Phoenix, one of the most original World War II-based films in years, follows Nelly Lenz. Nelly survived living in a concentration camp during the Holocaust, though not without taking a bullet to the face. Needing facial reconstruction surgery, she returns to her native Berlin for the procedure.
Helped along by her friend Lene, Nelly still feels incomprehensible trauma, both from her time in the camp and in her discontent for the results of the facial surgery, which leaves her countenance looking different from her original self. On top of all this, Nelly’s husband Johnny is still in town, and Lene suspects he was the one who revealed Nelly to the Nazis.
What plays out can best be described as a Vertigo-inspired drama involving ruminations on identity, greed, hope and betrayal.

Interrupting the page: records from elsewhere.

Issue #2926, opened 2018-09-07
Support for InvokeAsync


anurse:
We only support `SendAsync`-style invocation in the Java Client right now. We need support for waiting for the server to finish the invocation.

anurse:
Sounds like this is the way we have to do it, so let's do it. I wonder if we should put the return type first?

```java
.invoke(String.class, "GetProductName", 123, 456);
```

vs

```java
.invoke("GetProductName", String.class, 123, 456);
```

I like the first one (return type first) because a) it looks closer to the C# and b) it keeps the method name and args together.

BrennanConroy:
https://github.com/aspnet/SignalR/commit/4b378692a4ea350091f1101e519169e28b8662b5

PR #2961, opened 2018-09-14
[Java] Add Invoke support

BrennanConroy:
https://github.com/aspnet/SignalR/issues/2926

### DIFF
--- a/clients/java/signalr/src/main/java/com/microsoft/aspnet/signalr/CompletionMessage.java
+++ b/clients/java/signalr/src/main/java/com/microsoft/aspnet/signalr/CompletionMessage.java
@@ -1,0 +1,38 @@
+// Copyright (c) .NET Foundation. All rights reserved.
+// Licensed under the Apache License, Version 2.0. See License.txt in the project root for license information.
+
+package com.microsoft.aspnet.signalr;
+
+class CompletionMessage extends HubMessage {
+    private int type = HubMessageType.COMPLETION.value;
+    private String invocationId;
+    private Object result;
+    private String error;
+
+    public CompletionMessage(String invocationId, Object result, String error) {
+        if (error != null && result != null)
+        {
+            throw new IllegalArgumentException("Expected either 'error' or 'result' to be provided, but not both");
+        }
+        this.invocationId = invocationId;
+        this.result = result;
+        this.error = error;
+    }
+
+    public Object getResult() {
+        return result;
+    }
+
+    public String getError() {
+        return error;
+    }
+
+    public String getInvocationId() {
+        return invocationId;
+    }
+
+    @Override
+    public HubMessageType getMessageType() {
+        return HubMessageType.values()[type - 1];
+    }
+}
--- a/clients/java/signalr/src/main/java/com/microsoft/aspnet/signalr/HubConnection.java
+++ b/clients/java/signalr/src/main/java/com/microsoft/aspnet/signalr/HubConnection.java
@@ -9,6 +9,7 @@ import java.util.HashMap;
 import java.util.List;
 import java.util.Map;
 import java.util.concurrent.CompletableFuture;
+import java.util.concurrent.atomic.AtomicInteger;
 import java.util.concurrent.locks.Lock;
 import java.util.concurrent.locks.ReentrantLock;
 import java.util.function.Consumer;
@@ -71,13 +72,13 @@ public class HubConnection {
                 switch (message.getMessageType()) {
                     case INVOCATION:
                         InvocationMessage invocationMessage = (InvocationMessage) message;
-                        List<InvocationHandler> handlers = this.handlers.get(invocationMessage.target);
+                        List<InvocationHandler> handlers = this.handlers.get(invocationMessage.getTarget());
                         if (handlers != null) {
                             for (InvocationHandler handler : handlers) {
-                                handler.getAction().invoke(invocationMessage.arguments);
+                                handler.getAction().invoke(invocationMessage.getArguments());
                             }
                         } else {
-                            logger.log(LogLevel.Warning, "Failed to find handler for %s method.", invocationMessage.target);
+                            logger.log(LogLevel.Warning, "Failed to find handler for %s method.", invocationMessage.getMessageType());
                         }
                         break;
                     case CLOSE:
@@ -88,10 +89,18 @@ public class HubConnection {
                     case PING:
                         // We don't need to do anything in the case of a ping message.
                         break;
+                    case COMPLETION:
+                        CompletionMessage completionMessage = (CompletionMessage)message;
+                        InvocationRequest irq = connectionState.tryRemoveInvocation(completionMessage.getInvocationId());
+                        if (irq == null) {
+                            logger.log(LogLevel.Warning, "Dropped unsolicited Completion message for invocation '%s'.", completionMessage.getInvocationId());
+                            continue;
+                        }
+                        irq.complete(completionMessage);
+                        break;
                     case STREAM_INVOCATION:
                     case STREAM_ITEM:
                     case CANCEL_INVOCATION:
-                    case COMPLETION:
                         logger.log(LogLevel.Error, "This client does not support %s messages.", message.getMessageType());
 
                         throw new UnsupportedOperationException(String.format("The message type %s is not supported yet.", message.getMessageType()));
@@ -220,6 +229,7 @@ public class HubConnection {
      * Stops a connection to the server.
      */
     private void stop(String errorMessage) {
+        HubException hubException = null;
         hubConnectionStateLock.lock();
         try {
             if (hubConnectionState == HubConnectionState.DISCONNECTED) {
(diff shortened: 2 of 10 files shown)


clients/java/signalr/src/main/java/com/microsoft/aspnet/signalr/HubConnection.java
```diff
@@ -244,9 +255,50 @@ public void send(String method, Object... args) throws Exception {
...
+            if (v != null) {
+                // This should never happen
+                throw new IllegalStateException("Invocation Id is already used");
+            }
+
+            InvocationRequest irq = new InvocationRequest(returnType);
+            CompletableFuture<Object> pendingCall = irq.getPendingCall();
+            // forward the invocation result to the user
+            pendingCall.thenAccept((returnValue) -> {
+                // Primitive types can't be cast with the Object cast function
```
anurse: nit: the function is "Class.cast" :)

clients/java/signalr/src/main/java/com/microsoft/aspnet/signalr/HubConnection.java
```diff
@@ -244,9 +255,50 @@ public void send(String method, Object... args) throws Exception {
...
+        // Make sure the actual send is after setting up the future otherwise there is a race
+        // where the map doesn't have the future yet when the response is returned
+        sendHubMessage(invocationMessage);
+
+        return future;
+    }
+
+    private void sendHubMessage(HubMessage message) throws Exception {
+        String serializedMessage = protocol.writeMessage(message);
+        logger.log(LogLevel.Debug, "Sending message.");
```
anurse: Put a little more detail in here maybe? What kind of message are you sending and the invocation ID if there is one? (see https://github.com/aspnet/SignalR/blob/release/2.2/src/Microsoft.AspNetCore.SignalR.Client.Core/HubConnection.Log.cs#L28)

clients/java/signalr/src/test/java/com/microsoft/aspnet/signalr/HubConnectionTest.java
```diff
@@ -304,12 +306,141 @@ public void registeringMultipleHandlersThatTakeParamsAndBothGetTriggered() throw
...
+
+        mockTransport.receiveMessage("{\"type\":3,\"invocationId\":\"1\",\"result\":42}" + RECORD_SEPARATOR);
+        assertTrue(result.isDone());
+
+        assertEquals(42, result.get(), 0);
+        assertEquals("message", result2.get());
+    }
+
+    @Test
+    public void completionMessageValuesCanBeOutOfOrder() throws Exception {
```
anurse: nit: technically this is a JsonHubProtocol test. Do we have those already? Could you move this there and test it that way instead?

clients/java/signalr/src/main/java/com/microsoft/aspnet/signalr/HubConnection.java
```diff
@@ -244,9 +259,54 @@ public void send(String method, Object... args) throws Exception {
...
+        InvocationMessage invocationMessage = new InvocationMessage(method, args);
+        String id = connectionState.getNextId();
+        invocationMessage.setInvocationId(id);
+        CompletableFuture<T> future = new CompletableFuture<>();
+
+        connectionState.pendingInvocations.compute(id, (k, v) -> {
+            if (v != null) {
+                // This should never happen
+                throw new IllegalStateException("Invocation Id is already used");
+            }
```
davidfowl: If this happens, what state will the connection be in? Will it leak memory? Will things not get cleaned up?

clients/java/signalr/src/main/java/com/microsoft/aspnet/signalr/HubConnection.java
```diff
@@ -244,9 +259,54 @@ public void send(String method, Object... args) throws Exception {
...
+
+            InvocationRequest irq = new InvocationRequest(returnType);
+            CompletableFuture<Object> pendingCall = irq.getPendingCall();
+            // forward the invocation result to the user
+            pendingCall.thenAccept((returnValue) -> {
+                // Primitive types can't be cast with the Class cast function
+                if (returnType.isPrimitive()) {
+                    future.complete((T)returnValue);
+                } else {
```
davidfowl: Where do these continuations run? Inline? On a thread pool?

clients/java/signalr/src/main/java/com/microsoft/aspnet/signalr/HubConnection.java
```diff
@@ -534,15 +594,37 @@ public void onClosed(Consumer<Exception> callback) {
...
 
+        public String getNextId() {
+            int i = nextId.incrementAndGet();
+            return Integer.toString(i);
+        }
+
+        public void cancelOutstandingInvocations(Exception ex) {
+            pendingInvocations.forEach((k, v) -> {
+                if (ex == null) {
+                    v.dispose();
```
davidfowl: When you dispose an invocation what happens? Does the caller see an exception?

clients/java/signalr/src/main/java/com/microsoft/aspnet/signalr/JsonHubProtocol.java
```diff
@@ -114,9 +119,14 @@ public TransferFormat getTransferFormat() {
                         hubMessages.add(new InvocationMessage(target, arguments.toArray()));
                     }
                     break;
+                case COMPLETION:
+                    if (resultToken != null) {
+                        result = gson.fromJson(resultToken, binder.getReturnType(invocationId));
```
davidfowl: Does this parser work if properties are out of order?

BrennanConroy: https://github.com/aspnet/SignalR/pull/2961/files#diff-40b6641977b917a809fd35253a9368ffR218

clients/java/signalr/src/main/java/com/microsoft/aspnet/signalr/HubConnection.java
BrennanConroy: https://github.com/aspnet/SignalR/pull/2961/files#diff-5ec328a725285659deb33f61428b2a70R420
The caller gets a `CancellationException`

clients/java/signalr/src/main/java/com/microsoft/aspnet/signalr/HubConnection.java
BrennanConroy: Looks like they run on the same thread unless you use the Async suffix version

davidfowl: So the consumer has to chose.. hmmm I don’t love that.

anurse: Yeah, that's generally how it works. If we want, we can force it by running `.thenApplyAsync((f) -> f)` or something similar to force the future on to the thread pool (aka "fork-join pool" in Java).

clients/java/signalr/src/main/java/com/microsoft/aspnet/signalr/CompletionMessage.java
```diff
@@ -0,0 +1,38 @@
+// Copyright (c) .NET Foundation. All rights reserved.
+// Licensed under the Apache License, Version 2.0. See License.txt in the project root for license information.
+
+package com.microsoft.aspnet.signalr;
+
+class CompletionMessage extends HubMessage {
+    int type = HubMessageType.COMPLETION.value;
```
anurse: This should also be `private`, right?

clients/java/signalr/src/main/java/com/microsoft/aspnet/signalr/HubConnection.java
anurse: > Throws: RuntimeException - or Error if the remappingFunction does so, in which case the mapping is unchanged

https://docs.oracle.com/javase/8/docs/api/java/util/concurrent/ConcurrentHashMap.html#compute-K-java.util.function.BiFunction-

So the invocation will never be added and this will throw synchronously without having started any work or added anything to the invocation table.

clients/java/signalr/src/main/java/com/microsoft/aspnet/signalr/HubConnection.java
davidfowl: I think we need to do that (dispatch)

BrennanConroy: @mikaelm12 FYI for your async PR

BrennanConroy:
Async stuff should be good now.

clients/java/signalr/src/main/java/com/microsoft/aspnet/signalr/HubConnection.java
```diff
@@ -534,15 +596,39 @@ public Subscription on(String target, Action callback) {
...
+                } else {
+                    v.fail(ex);
+                }
+            });
+
+            pendingInvocations.clear();
```
anurse: There's technically a race here right? If I call invoke in between the forEach and the clear, it will hang.

anurse: Maybe we should just lock here.

BrennanConroy:
@dotnet-bot test

BrennanConroy:

BrennanConroy:

BrennanConroy:

PR #2974, opened 2018-09-18
Move Java chat sample to a samples package

mikaelm12:
Moving the chat sample into a samples package.
It's also good because now only the fully public types, not the package private types, are exposed to the sample.


mikaelm12:
@dotnet-bot  test

mikaelm12:
Looks like I'll need to make a small change since this is now in a samples package. Cool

While the actions of the film take place post-Holocaust, the shadow it casts over Phoenix is undeniable. Lene wishes to flee Berlin and emigrate to the newly created Palestine with Nelly. The potential relief of a state created for the safety of the ethnically Jewish, however, is lost on the deeply distressed Nelly.
Played with amazing grace and depth by Nina Hoss, the Holocaust survivor looks for hope in tracking down her husband instead. The physical and psychological transformation Nelly undergoes both before the start of Phoenix and during its rising action, affecting her, Johnny and Lene, pan out with a deft pace and unnerving quietness rarely seen in most movies, let alone ones involving World War II.